Would you repeat all of the records underneath, exactly as written?

## Source data
------------------------------

PR #9665, opened 2023-12-16
[channels,gfx] reply to cache import offer

akallabeth:
we do not use the cache, so reply with 0 imported messages by default.

### DIFF
--- a/libfreerdp/core/peer.c
+++ b/libfreerdp/core/peer.c
@@ -93,14 +93,11 @@ static HANDLE freerdp_peer_virtual_channel_open(freerdp_peer* client, const char
 		return (HANDLE)peerChannel;
 	}
 
-	peerChannel = (rdpPeerChannel*)calloc(1, sizeof(rdpPeerChannel));
+	peerChannel = server_channel_common_new(client, index, mcsChannel->ChannelId, 128, NULL, name);
 
 	if (peerChannel)
 	{
-		peerChannel->index = index;
-		peerChannel->client = client;
 		peerChannel->channelFlags = flags;
-		peerChannel->channelId = mcsChannel->ChannelId;
 		peerChannel->mcsChannel = mcsChannel;
 		mcsChannel->handle = (void*)peerChannel;
 	}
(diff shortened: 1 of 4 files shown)


libfreerdp/core/peer.c
```diff
@@ -103,6 +103,7 @@ static HANDLE freerdp_peer_virtual_channel_open(freerdp_peer* client, const char
 		peerChannel->channelId = mcsChannel->ChannelId;
 		peerChannel->mcsChannel = mcsChannel;
 		mcsChannel->handle = (void*)peerChannel;
+		InitializeCriticalSection(&peerChannel->writeLock);
```
pnowack: In this commit (`[core,server] lock FreeRDP_WTSVirtualChannelWrite`), this code here is still there from the old version (even though it is removed in a later commit). This should be removed from this commit here though, as it would break bisecting otherwise (fails to compile).

libfreerdp/core/peer.c
```diff
@@ -122,6 +123,7 @@ static BOOL freerdp_peer_virtual_channel_close(freerdp_peer* client, HANDLE hCha
 	mcsChannel = peerChannel->mcsChannel;
 	WINPR_ASSERT(mcsChannel);
 	mcsChannel->handle = NULL;
+	DeleteCriticalSection(&peerChannel->writeLock);
```
pnowack: Same here: In this commit (`[core,server] lock FreeRDP_WTSVirtualChannelWrite`), this code here is still there from the old version. This should be removed, as it would break bisecting otherwise (fails to compile).

pnowack (commented):
The commit message body of the commit `[channels,gfx] reply to cache import offer` does not represent the actual code change, because it presents the view of one server implementation (here: the shadow server), but not every single FreeRDP-based server implementation. Other server implementations might actually intent to use the cache import offer. So, that message should be changed accordingly.

The following commit message body fits for that commit better (I chose a different reasoning, but that code change still reflect that):
```
Most FreeRDP-based servers unlikely make use of the cache import offer,
as Microsoft did not document, how the cache keys are generated.
So, add a default handler for that PDU to always notify the client,
that no entries have been imported.
```

The following title could be used for that commit too: `Add a default cache import offer handler`

Code-wise, things look alright to me.

libfreerdp/core/peer.c
akallabeth: ok, merged the last 2 commits

hardening (approved):
Seems ok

------------------------------

## Finished exercise
PR #9665, opened 2023-12-16
[channels,gfx] reply to cache import offer

akallabeth:
we do not use the cache, so reply with 0 imported messages by default.

### DIFF
--- a/libfreerdp/core/peer.c
+++ b/libfreerdp/core/peer.c
@@ -93,14 +93,11 @@ static HANDLE freerdp_peer_virtual_channel_open(freerdp_peer* client, const char
 		return (HANDLE)peerChannel;
 	}
 
-	peerChannel = (rdpPeerChannel*)calloc(1, sizeof(rdpPeerChannel));
+	peerChannel = server_channel_common_new(client, index, mcsChannel->ChannelId, 128, NULL, name);
 
 	if (peerChannel)
 	{
-		peerChannel->index = index;
-		peerChannel->client = client;
 		peerChannel->channelFlags = flags;
-		peerChannel->channelId = mcsChannel->ChannelId;
 		peerChannel->mcsChannel = mcsChannel;
 		mcsChannel->handle = (void*)peerChannel;
 	}
(diff shortened: 1 of 4 files shown)


libfreerdp/core/peer.c
```diff
@@ -103,6 +103,7 @@ static HANDLE freerdp_peer_virtual_channel_open(freerdp_peer* client, const char
 		peerChannel->channelId = mcsChannel->ChannelId;
 		peerChannel->mcsChannel = mcsChannel;
 		mcsChannel->handle = (void*)peerChannel;
+		InitializeCriticalSection(&peerChannel->writeLock);
```
pnowack: In this commit (`[core,server] lock FreeRDP_WTSVirtualChannelWrite`), this code here is still there from the old version (even though it is removed in a later commit). This should be removed from this commit here though, as it would break bisecting otherwise (fails to compile).

libfreerdp/core/peer.c
```diff
@@ -122,6 +123,7 @@ static BOOL freerdp_peer_virtual_channel_close(freerdp_peer* client, HANDLE hCha
 	mcsChannel = peerChannel->mcsChannel;
 	WINPR_ASSERT(mcsChannel);
 	mcsChannel->handle = NULL;
+	DeleteCriticalSection(&peerChannel->writeLock);
```
pnowack: Same here: In this commit (`[core,server] lock FreeRDP_WTSVirtualChannelWrite`), this code here is still there from the old version. This should be removed, as it would break bisecting otherwise (fails to compile).

pnowack (commented):
The commit message body of the commit `[channels,gfx] reply to cache import offer` does not represent the actual code change, because it presents the view of one server implementation (here: the shadow server), but not every single FreeRDP-based server implementation. Other server implementations might actually intent to use the cache import offer. So, that message should be changed accordingly.

The following commit message body fits for that commit better (I chose a different reasoning, but that code change still reflect that):
```
Most FreeRDP-based servers unlikely make use of the cache import offer,
as Microsoft did not document, how the cache keys are generated.
So, add a default handler for that PDU to always notify the client,
that no entries have been imported.
```

The following title could be used for that commit too: `Add a default cache import offer handler`

Code-wise, things look alright to me.

libfreerdp/core/peer.c
akallabeth: ok, merged the last 2 commits

hardening (approved):
Seems ok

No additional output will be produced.